Run the script. You should see an output that looks like

```Key = 00:  0.491256496954
Key = 01:  0.491256496954
Key = 02:  0.491256496954
Key = 03:  0.491256496954
Key = 04:  0.491256496954
Key = 05:  0.491256496954
Key = 06:  0.491256496954
Key = 07:  0.491256496954
Key = 08:  0.491256496954
Key = 09:  0.491256496954
Key = 0a:  0.491256496954
Key = 0b:  0.491256496954
Key = 0c:  0.491256496954
Key = 0d:  0.491256496954
Key = 0e:  0.491256496954
Key = 0f:  0.491256496954
Key = 10:  0.25438721963
Key = 11:  0.25438721963
Key = 12:  0.25438721963
Key = 13:  0.25438721963
Key = 14:  0.25438721963
Key = 15:  0.25438721963
Key = 16:  0.25438721963
Key = 17:  0.25438721963
Key = 18:  0.25438721963
Key = 19:  0.25438721963
Key = 1a:  0.25438721963
Key = 1b:  0.25438721963
Key = 1c:  0.25438721963
Key = 1d:  0.25438721963
Key = 1e:  0.25438721963
Key = 1f:  0.25438721963
...
<removed>
Key = f0:  0.208801829135
Key = f1:  0.208801829135
Key = f2:  0.208801829135
Key = f3:  0.208801829135
Key = f4:  0.208801829135
Key = f5:  0.208801829135
Key = f6:  0.208801829135
Key = f7:  0.208801829135
Key = f8:  0.208801829135
Key = f9:  0.208801829135
Key = fa:  0.208801829135
Key = fb:  0.208801829135
Key = fc:  0.208801829135
Key = fd:  0.208801829135
Key = fe:  0.208801829135
Key = ff:  0.208801829135
Best Key Guess: 00
['0x0', '0xb', '0x4', '0x5', '0x6', '0x7', '0x8', '0xa', '0x9', '0x3', '0xc', '0xd', ...
```

This tells us a few things.
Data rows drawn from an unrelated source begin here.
PR #347, opened 2018-07-04
Fixed wrong assertions

bbingju:
I modified wrong assertions which is possible to cause a hard fault.


ataffanel:
Thanks for catching it! Merging.

PR #351, opened 2018-07-26
HLCmd: Avoid setpoint discontinuities

whoenig:
The previous HLCmd frequently planned from the current state
rather than the current setpoint. This can cause jumps in the
setpoint, and, in case of a swarm, inconsistent behavior such
as different flight heights across the CFs.


ataffanel:
Thanks! Merged.

Issue #352, opened 2018-08-02
Compiler error with newer compiler


whoenig:
Compiling the firmware with the following compiler version:

```
$arm-none-eabi-gcc --version
arm-none-eabi-gcc (GNU Tools for Arm Embedded Processors 7-2018-q3-update) 7.3.1 20180622 (release) [ARM/embedded-7-branch revision 261907]
Copyright (C) 2017 Free Software Foundation, Inc.
This is free software; see the source for copying conditions.  There is NO
warranty; not even for MERCHANTABILITY or FITNESS FOR A PARTICULAR PURPOSE.
```

Leads to a compiler error:
```
In file included from src/modules/src/crtp_commander_generic.c:35:0:
/usr/arm-none-eabi/include/math.h:133:12: error: expected identifier or '(' before 'double'
 extern int isnan (double);
            ^
src/utils/interface/num.h:41:28: error: expected ')' before '?' token
 #define isnan(n) ((n != n) ? 1 : 0)
                            ^
tools/make/targets.mk:26: recipe for target 'crtp_commander_generic.o' failed
make[1]: *** [crtp_commander_generic.o] Error 1
Makefile:330: recipe for target 'build' failed
make: *** [build] Error 2
```

The issue is that isnan is part of math.h (see https://en.cppreference.com/w/c/numeric/math/isnan), but it is redefined in num.h.

PR #353, opened 2018-08-02
Remove max,min,isnan macros in favor of built-ins

whoenig:
This change removes the max,min and isnan macros
in num.h. The min, max macros are replaced by
fminf and fmaxf, avoiding side-effects that can
be caused by macros.

isnan is replaced by the compiler-provided
macro (part of math.h).

This fixes issue #352.


krichardsson:
Thanks!

PR #371, opened 2018-09-23
Non static estimator kalman

acecilia:
This PR provides with:
* A non static implementation of the kalman filter based on the existing implementation:
    - Now it is possible to instantiate multiple filters. 
    - It uses a more Object Oriented API.
    - It uses a simpler implementation of FIFO queues (used to pass data to the filter), removing the dependency on FreeRTOS. Also, this queues are statically allocated (they can also be dynamically allocated, if that is something interesting).
    - This implementation does not process sensor information (accelerometer/gyroscope), but works well when providing distance or position data. Providing sensor information should be easy to implement by using the new FIFO queues (famous last words).
    - It simplifies the implementation of the prediction step (`static void predict(estimatorKalmanStorage_t* storage, Axis3f* acc, Axis3f* gyro, float dt)` function), removing [the hacky way of checking if the quadcopter is flat](https://github.com/bitcraze/crazyflie-firmware/blob/master/src/modules/src/estimator_kalman.c#L700).
    - It further simplifies the prediction step, extracting the covariance update step to its own function: `static void introduceQuadcopterDynamicsIntoCovariance(estimatorKalmanStorage_t* storage, Axis3f* gyro, float dt)`.
* Tests for the kalman filter using ceedling/cmock (the test suit in place).

This is work in progress. In my opinion, this would be ready to go when the changes done to https://github.com/geekfactory/FIFO are merged to master (at the moment the FIFO repository being used is a fork with some additions, ex: PR in https://github.com/geekfactory/FIFO/pull/2).

Is this something interesting for you, or I should better keep it in a different repository?


krichardsson:
Thanks! Will take a look after IROS

krichardsson:
I like this change but I have not had the time to look at it. We will most likely refactor the kalman estimator at some point and do more or less what you have done. Unfortunately the code base has changed and I don't feel I have the time to handle this, so I'll close the PR without merge. Thanks for your contribution!

PR #408, opened 2019-03-18
Simplify logic for external position information.

whoenig:
Tested with the Crazyswarm using a VICON Mocap.


ataffanel:
Looks good to me, merging. Thanks!

PR #411, opened 2019-03-22
Add getDeviceTypeName to platform service.

whoenig:
This will allow us to change the client behavior based on the device type.
Tested with CF 2.0, CF 2.1, RR 1.0 using crazyflie_tools/version.


ataffanel:
This is a good idea, will be useful. Thanks!

PR #412, opened 2019-03-24
uSD: Allow comments in config.txt

whoenig:
This change allows comments (#) and whitespace in config.txt
used for logging data on a uSD card. This will be in particular
useful as we add more features to config.txt in the future.


ataffanel:
Looks great, thanks! Merging.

First of all, like we expected, we can't attack the bottom four bits of `k` because the correlation coefficient isn't affected by these bits. Second, the most likely value of the top four bits is `0x0`.

Change the attack script to

```k = [0, 0, kguess, 0x00, 0, 0, 0, 0]
...
int = (intermediate_1(pt[tnum], k) >> 8) & 0xff
```

and run it again. The correlation coefficients should be much different. My output shows `Best Key Guess: 02`, which is correct.

Continue this process:

• Repeat the same attack for the first two bytes of the key. `intermediate_1` shifted by 16 and 24 bits should have no trouble with this.
• To get the other half of the key, change the attack to
```k = [0x00, 0x01, 0x02, 0x00, 0, 0, 0, kguess]
...
int = (intermediate_2(pt[tnum], k) >> 0) & 0xff
```
and attack all four bytes like before. Note that you will not recover the top 5 bits of `k` this way.
• To clean up the two incomplete bytes, switch to `intermediate_3` and retry these two guesses.

If all goes well, you should be able to recover the entire key this way!

# More Ideas

This guide has walked through a very basic CPA attack on TEA encryption. However, we could take this a lot further...

• This was a very "manual" attack: we had to guide our code through each of the single-byte attacks. It would be good to have a more automatic attack that combines all of the information from all three attack points, rather than picking and choosing bytes to attack.
• We had to use a lower optimization level so that we could see the power signature from the sensitive attack points. Can we avoid this? Maybe it's possible to use a different sampling method to find more leakage.
• A template attack might be a more powerful way to perform this attack. There are several points that we could create a template for, including the three points that we examined in this attack.